Required action:
Copy out each line of the material below that holds the string "usage".
# # #
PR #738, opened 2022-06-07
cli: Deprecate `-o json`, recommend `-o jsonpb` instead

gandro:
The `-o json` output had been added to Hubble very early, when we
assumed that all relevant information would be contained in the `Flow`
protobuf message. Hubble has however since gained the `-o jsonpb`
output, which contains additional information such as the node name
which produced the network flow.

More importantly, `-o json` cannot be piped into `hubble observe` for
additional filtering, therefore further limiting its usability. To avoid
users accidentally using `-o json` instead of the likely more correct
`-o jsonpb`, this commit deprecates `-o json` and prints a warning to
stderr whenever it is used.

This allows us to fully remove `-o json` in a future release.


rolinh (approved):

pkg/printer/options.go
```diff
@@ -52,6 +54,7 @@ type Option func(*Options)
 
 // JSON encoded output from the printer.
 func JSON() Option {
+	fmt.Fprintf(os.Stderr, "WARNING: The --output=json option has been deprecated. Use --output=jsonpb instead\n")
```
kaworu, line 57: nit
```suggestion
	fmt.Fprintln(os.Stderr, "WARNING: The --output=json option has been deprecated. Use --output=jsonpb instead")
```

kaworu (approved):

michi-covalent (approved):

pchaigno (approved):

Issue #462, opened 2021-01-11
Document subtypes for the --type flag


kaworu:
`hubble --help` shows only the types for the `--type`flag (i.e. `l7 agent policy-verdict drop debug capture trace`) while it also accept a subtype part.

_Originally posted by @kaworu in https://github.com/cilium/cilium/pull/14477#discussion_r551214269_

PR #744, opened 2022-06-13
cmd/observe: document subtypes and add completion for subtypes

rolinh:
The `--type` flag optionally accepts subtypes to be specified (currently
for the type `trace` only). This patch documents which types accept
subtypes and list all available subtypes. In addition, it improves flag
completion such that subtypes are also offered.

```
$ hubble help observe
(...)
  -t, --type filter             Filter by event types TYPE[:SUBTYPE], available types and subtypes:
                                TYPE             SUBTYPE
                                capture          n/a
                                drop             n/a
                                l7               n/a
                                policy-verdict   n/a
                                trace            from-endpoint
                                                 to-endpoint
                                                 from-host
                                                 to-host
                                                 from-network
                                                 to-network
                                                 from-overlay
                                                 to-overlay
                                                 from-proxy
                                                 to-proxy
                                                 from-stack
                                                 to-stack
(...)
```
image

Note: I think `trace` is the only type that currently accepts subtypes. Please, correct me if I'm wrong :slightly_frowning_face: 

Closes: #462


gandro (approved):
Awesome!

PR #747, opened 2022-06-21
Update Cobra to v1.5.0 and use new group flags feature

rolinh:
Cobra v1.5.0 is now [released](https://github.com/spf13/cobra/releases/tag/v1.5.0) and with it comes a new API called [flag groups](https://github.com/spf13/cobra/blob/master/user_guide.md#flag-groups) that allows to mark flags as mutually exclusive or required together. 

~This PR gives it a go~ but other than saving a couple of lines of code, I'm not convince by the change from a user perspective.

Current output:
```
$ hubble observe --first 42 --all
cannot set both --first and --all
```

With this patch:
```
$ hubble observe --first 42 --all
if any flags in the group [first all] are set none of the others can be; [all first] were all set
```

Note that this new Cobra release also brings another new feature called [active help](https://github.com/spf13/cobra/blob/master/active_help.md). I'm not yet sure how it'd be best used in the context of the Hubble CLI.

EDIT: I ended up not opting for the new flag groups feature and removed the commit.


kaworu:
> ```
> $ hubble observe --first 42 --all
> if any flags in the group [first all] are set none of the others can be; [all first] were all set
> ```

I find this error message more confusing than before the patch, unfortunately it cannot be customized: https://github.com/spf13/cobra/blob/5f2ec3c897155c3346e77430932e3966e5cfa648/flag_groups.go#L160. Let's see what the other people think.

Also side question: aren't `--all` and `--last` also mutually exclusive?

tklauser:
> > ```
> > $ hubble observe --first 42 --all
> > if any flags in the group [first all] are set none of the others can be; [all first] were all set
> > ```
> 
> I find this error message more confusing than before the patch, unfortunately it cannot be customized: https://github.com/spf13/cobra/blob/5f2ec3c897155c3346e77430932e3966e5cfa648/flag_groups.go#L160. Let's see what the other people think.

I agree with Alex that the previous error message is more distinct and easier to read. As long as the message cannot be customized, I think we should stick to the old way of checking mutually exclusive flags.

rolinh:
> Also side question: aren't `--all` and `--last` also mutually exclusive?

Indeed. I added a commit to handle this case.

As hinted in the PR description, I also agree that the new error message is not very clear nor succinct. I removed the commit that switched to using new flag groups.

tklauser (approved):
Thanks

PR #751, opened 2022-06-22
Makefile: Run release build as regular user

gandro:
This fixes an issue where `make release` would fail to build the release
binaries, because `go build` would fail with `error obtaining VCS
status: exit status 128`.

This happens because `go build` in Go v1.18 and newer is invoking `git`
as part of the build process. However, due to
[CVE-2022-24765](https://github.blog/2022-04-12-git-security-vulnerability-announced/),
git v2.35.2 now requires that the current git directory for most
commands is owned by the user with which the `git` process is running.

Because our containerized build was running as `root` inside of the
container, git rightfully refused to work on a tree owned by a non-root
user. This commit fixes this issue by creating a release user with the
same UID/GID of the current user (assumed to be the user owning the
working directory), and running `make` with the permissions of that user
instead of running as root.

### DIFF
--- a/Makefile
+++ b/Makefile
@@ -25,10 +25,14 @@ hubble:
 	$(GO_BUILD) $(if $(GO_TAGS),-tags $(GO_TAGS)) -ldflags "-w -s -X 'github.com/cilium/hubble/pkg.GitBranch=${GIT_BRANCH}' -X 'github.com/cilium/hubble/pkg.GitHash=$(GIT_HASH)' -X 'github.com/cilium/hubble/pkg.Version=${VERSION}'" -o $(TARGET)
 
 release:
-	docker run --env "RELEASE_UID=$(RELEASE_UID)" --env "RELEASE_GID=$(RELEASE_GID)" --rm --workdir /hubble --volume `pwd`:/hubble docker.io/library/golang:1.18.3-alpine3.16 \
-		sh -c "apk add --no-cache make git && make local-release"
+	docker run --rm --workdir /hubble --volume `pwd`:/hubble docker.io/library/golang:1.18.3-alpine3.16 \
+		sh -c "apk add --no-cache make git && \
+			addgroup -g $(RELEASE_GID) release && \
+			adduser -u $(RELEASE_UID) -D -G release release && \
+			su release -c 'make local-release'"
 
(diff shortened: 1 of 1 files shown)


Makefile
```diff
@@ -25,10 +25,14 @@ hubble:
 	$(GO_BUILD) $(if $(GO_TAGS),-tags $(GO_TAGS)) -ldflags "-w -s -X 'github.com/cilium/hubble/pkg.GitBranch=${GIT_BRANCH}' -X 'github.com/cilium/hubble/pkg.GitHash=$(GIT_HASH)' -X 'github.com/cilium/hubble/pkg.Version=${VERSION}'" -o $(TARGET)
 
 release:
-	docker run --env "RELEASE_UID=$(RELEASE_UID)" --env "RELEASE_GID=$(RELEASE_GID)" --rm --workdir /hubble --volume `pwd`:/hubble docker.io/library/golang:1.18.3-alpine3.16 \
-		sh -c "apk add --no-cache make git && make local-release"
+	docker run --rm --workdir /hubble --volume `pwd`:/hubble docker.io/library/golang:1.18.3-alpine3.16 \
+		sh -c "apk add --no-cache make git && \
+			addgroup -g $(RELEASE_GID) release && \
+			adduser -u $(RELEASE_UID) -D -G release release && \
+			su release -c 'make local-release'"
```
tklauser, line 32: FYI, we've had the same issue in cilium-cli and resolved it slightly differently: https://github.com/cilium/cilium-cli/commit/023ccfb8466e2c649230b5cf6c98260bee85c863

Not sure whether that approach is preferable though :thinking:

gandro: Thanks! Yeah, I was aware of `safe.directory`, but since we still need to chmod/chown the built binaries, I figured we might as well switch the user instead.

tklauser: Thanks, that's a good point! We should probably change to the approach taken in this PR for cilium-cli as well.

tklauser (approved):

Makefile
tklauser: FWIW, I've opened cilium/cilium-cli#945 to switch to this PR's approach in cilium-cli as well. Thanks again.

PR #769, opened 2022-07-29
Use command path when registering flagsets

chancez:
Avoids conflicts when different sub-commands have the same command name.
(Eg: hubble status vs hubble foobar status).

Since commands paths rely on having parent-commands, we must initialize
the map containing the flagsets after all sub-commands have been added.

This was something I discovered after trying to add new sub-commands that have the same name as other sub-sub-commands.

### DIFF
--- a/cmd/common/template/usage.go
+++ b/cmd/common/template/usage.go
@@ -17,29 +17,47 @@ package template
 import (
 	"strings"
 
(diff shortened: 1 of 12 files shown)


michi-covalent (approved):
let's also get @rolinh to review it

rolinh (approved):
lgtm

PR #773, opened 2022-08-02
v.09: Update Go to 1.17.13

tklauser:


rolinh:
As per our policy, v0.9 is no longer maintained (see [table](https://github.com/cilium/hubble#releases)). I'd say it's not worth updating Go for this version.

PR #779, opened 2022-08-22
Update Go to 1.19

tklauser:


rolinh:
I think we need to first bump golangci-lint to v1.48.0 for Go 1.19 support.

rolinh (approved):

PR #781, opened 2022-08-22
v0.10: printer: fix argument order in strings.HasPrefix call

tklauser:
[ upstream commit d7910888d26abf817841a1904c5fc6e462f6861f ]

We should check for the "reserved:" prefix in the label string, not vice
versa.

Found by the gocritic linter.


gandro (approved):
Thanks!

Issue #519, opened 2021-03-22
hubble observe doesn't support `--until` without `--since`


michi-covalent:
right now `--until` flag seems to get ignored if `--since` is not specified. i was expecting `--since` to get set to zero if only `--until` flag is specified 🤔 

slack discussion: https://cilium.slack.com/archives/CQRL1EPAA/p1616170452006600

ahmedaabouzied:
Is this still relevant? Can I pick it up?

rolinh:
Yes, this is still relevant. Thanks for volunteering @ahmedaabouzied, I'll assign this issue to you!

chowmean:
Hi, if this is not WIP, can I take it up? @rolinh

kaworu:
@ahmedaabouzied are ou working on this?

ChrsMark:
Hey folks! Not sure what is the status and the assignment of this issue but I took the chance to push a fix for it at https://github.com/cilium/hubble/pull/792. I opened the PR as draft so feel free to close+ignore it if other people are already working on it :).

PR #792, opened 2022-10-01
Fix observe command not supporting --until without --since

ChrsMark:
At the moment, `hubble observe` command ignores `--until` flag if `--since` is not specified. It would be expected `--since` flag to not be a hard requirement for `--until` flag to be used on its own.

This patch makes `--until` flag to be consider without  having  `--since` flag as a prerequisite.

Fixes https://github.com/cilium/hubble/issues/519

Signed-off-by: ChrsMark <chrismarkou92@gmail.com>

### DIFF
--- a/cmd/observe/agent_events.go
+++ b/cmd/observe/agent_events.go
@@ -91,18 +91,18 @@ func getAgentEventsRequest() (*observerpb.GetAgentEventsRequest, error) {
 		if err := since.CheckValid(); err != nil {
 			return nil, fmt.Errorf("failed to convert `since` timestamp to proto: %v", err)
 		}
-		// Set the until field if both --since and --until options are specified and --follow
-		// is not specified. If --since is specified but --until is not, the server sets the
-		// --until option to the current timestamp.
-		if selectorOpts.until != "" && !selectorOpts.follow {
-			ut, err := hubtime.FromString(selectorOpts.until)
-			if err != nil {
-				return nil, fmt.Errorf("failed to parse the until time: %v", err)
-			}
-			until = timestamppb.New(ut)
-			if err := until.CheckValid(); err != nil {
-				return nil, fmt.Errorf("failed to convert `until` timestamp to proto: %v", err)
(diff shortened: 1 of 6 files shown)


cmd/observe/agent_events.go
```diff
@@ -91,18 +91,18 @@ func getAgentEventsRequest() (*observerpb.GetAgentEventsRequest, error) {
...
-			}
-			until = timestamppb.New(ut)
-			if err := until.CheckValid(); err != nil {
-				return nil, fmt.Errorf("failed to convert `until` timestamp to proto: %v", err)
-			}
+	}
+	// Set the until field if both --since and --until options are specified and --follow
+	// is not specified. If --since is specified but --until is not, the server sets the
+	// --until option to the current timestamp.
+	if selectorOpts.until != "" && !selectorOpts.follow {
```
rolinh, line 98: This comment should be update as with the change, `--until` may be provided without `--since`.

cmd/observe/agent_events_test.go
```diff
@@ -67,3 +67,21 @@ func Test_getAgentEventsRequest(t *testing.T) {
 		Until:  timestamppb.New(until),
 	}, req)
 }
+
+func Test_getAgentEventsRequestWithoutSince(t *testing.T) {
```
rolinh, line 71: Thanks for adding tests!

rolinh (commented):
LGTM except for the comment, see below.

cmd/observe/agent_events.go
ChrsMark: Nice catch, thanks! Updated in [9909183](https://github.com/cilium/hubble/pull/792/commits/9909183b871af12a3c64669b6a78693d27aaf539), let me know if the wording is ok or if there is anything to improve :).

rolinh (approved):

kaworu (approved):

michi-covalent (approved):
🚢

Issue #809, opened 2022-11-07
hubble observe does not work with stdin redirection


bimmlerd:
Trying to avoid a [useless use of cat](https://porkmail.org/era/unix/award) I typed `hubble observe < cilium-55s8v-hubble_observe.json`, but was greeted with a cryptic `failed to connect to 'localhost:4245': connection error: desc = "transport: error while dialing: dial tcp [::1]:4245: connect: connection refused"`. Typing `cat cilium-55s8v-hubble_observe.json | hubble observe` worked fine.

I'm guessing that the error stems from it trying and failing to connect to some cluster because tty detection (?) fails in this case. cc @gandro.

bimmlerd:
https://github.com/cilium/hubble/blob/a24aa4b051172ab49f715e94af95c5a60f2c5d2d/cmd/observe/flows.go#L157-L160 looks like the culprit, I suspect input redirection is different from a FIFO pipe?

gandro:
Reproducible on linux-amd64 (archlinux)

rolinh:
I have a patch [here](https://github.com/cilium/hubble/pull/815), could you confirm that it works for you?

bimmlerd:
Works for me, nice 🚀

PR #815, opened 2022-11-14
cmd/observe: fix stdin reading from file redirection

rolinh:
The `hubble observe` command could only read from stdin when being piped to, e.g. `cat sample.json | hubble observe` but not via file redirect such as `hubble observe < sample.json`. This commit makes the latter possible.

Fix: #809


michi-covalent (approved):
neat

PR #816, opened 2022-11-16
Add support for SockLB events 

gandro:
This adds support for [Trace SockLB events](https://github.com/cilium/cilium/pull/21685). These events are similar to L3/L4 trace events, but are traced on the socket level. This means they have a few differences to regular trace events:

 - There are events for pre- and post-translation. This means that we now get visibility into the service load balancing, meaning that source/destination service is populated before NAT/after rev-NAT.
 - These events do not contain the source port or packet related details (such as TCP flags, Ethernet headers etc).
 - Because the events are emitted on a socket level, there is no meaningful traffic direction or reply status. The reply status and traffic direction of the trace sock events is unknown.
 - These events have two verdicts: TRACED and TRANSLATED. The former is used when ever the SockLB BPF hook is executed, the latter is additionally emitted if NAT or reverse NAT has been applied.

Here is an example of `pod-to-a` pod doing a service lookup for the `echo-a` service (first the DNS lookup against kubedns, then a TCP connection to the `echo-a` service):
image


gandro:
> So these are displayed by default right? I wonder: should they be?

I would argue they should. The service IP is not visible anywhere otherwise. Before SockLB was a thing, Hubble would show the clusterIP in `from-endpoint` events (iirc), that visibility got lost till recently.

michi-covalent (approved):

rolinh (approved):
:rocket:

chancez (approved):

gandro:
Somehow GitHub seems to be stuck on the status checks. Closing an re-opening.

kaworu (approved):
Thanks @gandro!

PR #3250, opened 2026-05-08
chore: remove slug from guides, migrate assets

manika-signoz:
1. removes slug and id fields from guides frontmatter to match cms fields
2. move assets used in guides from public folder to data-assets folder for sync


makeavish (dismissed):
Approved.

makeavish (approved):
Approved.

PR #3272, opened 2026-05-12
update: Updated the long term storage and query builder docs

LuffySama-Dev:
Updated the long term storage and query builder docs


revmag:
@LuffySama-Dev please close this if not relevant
# # #
Exercise answer:
--- a/cmd/common/template/usage.go
+++ b/cmd/common/template/usage.go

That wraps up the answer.